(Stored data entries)

◆ ◆ ◆

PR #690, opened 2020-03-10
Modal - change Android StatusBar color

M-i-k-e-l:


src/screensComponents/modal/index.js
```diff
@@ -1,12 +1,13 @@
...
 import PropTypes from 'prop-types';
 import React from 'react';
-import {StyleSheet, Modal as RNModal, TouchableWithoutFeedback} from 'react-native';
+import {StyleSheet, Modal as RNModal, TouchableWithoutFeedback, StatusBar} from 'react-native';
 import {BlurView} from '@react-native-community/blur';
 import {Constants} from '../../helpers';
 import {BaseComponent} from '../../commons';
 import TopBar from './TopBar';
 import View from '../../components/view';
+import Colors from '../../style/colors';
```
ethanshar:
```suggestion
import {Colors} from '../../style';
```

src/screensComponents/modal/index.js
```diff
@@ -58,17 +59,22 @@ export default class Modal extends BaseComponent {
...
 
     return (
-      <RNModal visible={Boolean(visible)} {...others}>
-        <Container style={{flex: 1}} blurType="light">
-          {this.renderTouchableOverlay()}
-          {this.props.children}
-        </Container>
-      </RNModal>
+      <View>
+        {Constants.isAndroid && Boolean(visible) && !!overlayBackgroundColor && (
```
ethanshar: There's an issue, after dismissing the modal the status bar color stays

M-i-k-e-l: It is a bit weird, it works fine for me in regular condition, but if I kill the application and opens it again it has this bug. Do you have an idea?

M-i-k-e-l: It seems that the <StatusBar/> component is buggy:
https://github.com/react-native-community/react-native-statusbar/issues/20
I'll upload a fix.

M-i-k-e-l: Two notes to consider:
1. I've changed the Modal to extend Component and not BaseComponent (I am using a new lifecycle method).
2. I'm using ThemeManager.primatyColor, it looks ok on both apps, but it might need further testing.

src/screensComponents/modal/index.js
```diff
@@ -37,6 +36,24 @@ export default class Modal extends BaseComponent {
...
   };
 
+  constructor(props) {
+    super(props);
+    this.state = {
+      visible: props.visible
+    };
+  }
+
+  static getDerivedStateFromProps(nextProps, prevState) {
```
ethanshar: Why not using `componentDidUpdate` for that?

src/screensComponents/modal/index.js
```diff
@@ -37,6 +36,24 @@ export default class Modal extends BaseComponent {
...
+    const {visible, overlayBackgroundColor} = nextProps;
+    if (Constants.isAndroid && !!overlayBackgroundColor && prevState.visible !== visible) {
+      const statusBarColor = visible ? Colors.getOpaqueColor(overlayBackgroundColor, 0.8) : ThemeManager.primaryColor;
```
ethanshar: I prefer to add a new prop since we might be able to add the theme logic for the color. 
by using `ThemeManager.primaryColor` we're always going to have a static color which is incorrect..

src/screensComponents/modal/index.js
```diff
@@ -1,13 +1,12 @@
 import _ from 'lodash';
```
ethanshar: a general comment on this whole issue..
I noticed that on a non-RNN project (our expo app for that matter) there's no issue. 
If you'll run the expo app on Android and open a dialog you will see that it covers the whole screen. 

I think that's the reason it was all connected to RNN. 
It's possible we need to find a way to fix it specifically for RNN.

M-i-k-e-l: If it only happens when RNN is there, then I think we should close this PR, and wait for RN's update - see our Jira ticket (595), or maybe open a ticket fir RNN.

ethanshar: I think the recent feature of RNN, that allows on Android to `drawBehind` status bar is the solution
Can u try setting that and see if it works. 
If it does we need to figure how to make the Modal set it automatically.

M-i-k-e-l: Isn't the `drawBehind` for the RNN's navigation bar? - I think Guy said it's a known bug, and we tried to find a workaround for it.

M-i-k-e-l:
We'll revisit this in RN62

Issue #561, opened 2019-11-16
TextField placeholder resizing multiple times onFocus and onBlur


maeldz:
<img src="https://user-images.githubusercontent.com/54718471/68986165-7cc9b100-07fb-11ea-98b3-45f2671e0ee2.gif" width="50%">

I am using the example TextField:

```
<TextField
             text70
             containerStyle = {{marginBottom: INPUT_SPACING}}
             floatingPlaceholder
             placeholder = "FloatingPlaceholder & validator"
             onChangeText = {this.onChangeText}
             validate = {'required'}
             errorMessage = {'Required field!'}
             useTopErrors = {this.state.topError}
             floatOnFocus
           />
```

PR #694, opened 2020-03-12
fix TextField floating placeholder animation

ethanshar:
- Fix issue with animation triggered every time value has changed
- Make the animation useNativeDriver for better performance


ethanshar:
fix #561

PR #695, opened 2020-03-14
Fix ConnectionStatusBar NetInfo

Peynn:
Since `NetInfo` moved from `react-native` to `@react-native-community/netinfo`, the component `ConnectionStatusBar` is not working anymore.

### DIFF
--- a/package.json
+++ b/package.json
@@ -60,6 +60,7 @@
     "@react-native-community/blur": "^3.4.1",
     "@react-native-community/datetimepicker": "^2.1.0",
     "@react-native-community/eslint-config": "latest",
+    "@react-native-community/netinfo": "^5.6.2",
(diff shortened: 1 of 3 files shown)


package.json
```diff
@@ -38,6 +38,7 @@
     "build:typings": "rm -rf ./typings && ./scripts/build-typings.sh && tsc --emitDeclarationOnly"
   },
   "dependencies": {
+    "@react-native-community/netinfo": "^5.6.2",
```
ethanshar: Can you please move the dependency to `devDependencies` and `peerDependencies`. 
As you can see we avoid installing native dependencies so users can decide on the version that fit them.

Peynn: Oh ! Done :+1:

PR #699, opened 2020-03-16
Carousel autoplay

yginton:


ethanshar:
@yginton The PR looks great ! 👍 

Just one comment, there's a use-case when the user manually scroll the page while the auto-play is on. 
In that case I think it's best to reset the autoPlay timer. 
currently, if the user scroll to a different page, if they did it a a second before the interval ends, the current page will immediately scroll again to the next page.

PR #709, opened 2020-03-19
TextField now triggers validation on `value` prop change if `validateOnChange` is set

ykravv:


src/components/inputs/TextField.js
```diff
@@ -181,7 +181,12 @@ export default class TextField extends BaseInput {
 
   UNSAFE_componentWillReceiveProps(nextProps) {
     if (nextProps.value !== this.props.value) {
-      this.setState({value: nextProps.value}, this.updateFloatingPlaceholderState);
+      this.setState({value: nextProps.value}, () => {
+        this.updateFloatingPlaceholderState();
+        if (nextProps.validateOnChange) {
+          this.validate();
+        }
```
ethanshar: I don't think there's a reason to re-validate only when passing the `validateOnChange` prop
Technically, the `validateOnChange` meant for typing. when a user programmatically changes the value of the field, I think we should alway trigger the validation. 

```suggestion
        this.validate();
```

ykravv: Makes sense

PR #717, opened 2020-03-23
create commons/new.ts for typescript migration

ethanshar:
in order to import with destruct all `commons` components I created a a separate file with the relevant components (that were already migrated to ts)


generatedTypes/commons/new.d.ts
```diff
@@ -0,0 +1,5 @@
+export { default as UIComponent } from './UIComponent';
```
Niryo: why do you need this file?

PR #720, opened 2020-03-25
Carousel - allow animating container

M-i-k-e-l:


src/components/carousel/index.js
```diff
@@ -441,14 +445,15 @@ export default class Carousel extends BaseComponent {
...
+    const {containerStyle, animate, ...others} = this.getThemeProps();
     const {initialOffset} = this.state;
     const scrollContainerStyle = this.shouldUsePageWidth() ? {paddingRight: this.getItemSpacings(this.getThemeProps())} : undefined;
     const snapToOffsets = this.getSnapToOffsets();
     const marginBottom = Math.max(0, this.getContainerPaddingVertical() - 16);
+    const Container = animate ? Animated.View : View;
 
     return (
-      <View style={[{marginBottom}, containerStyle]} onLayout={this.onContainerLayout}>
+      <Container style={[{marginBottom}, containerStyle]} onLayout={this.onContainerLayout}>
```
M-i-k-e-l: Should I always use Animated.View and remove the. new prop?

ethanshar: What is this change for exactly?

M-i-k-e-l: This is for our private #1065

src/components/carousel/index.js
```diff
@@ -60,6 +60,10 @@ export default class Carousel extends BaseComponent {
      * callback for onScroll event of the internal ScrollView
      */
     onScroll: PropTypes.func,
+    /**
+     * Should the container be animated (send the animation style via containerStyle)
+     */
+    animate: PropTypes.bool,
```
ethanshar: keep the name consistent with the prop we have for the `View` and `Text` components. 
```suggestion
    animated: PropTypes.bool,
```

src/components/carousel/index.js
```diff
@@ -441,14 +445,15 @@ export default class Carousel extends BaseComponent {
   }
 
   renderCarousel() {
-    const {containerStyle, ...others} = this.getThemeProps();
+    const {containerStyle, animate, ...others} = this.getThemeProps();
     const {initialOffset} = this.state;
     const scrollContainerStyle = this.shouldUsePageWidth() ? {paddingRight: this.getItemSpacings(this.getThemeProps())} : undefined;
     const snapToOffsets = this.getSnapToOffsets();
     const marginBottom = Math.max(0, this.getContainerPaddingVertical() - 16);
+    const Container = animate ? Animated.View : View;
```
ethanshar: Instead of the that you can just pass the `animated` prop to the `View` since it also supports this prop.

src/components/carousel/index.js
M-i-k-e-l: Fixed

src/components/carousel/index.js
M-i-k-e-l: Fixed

◆ ◆ ◆

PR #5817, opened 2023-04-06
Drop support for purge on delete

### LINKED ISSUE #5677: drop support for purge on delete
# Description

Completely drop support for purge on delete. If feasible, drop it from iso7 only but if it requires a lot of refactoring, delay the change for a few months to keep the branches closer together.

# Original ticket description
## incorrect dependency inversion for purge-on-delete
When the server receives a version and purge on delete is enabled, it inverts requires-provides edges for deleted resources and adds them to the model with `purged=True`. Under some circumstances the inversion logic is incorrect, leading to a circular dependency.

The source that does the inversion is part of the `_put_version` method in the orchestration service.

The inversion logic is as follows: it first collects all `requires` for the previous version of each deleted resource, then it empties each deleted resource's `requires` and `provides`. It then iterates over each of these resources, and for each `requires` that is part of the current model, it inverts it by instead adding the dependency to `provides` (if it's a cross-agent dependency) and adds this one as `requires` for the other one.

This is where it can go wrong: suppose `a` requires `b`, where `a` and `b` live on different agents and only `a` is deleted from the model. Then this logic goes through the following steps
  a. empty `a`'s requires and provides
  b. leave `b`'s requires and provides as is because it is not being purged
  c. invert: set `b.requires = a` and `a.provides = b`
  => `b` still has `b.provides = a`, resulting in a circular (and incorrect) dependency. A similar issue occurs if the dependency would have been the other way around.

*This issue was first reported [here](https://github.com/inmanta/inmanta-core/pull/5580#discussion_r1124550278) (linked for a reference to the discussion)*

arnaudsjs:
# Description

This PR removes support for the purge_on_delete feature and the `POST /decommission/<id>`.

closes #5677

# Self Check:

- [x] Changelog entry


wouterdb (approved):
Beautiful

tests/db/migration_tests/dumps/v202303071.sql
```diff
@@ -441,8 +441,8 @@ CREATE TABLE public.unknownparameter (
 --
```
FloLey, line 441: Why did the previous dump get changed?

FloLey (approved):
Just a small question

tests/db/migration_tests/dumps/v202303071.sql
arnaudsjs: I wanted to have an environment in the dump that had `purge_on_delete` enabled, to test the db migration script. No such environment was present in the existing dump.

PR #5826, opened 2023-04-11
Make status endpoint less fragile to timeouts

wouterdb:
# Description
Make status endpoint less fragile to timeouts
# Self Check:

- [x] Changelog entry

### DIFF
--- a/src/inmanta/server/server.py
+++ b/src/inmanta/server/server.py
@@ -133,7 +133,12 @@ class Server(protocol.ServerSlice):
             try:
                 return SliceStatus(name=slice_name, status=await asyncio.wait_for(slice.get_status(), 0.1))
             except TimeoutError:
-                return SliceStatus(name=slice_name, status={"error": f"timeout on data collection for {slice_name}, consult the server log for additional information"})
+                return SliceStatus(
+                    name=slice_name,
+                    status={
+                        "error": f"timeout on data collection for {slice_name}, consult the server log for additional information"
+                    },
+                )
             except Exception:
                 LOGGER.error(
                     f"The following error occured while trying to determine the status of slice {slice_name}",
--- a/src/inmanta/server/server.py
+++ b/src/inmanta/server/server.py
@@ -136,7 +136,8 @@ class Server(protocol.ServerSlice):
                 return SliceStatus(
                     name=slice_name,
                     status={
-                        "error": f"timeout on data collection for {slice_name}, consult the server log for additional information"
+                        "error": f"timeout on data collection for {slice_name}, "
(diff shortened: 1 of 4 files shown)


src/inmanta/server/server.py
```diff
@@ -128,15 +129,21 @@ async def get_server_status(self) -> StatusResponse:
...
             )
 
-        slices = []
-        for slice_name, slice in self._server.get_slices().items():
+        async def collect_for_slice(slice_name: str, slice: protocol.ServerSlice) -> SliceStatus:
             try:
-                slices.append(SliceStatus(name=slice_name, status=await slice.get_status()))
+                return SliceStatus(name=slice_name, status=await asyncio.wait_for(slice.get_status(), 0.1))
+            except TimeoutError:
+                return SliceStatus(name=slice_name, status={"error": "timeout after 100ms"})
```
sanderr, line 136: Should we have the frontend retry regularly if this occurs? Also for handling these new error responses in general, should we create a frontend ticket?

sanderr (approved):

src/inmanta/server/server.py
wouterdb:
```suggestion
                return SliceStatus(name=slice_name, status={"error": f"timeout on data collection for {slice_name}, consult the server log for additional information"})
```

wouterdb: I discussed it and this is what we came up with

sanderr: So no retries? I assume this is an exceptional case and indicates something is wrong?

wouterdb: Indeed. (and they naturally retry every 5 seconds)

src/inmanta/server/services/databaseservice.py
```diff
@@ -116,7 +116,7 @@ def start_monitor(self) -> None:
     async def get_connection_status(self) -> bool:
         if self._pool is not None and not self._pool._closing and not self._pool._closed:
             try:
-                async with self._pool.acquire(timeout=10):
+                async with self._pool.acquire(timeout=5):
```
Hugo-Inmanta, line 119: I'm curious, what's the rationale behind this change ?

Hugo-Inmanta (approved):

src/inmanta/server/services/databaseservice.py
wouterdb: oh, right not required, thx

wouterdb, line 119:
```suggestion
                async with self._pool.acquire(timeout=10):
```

◆ ◆ ◆

_ACTIVITY_
State how many lines above include the word "shortened", and nothing more.

_RESULT FOR THIS TASK_
2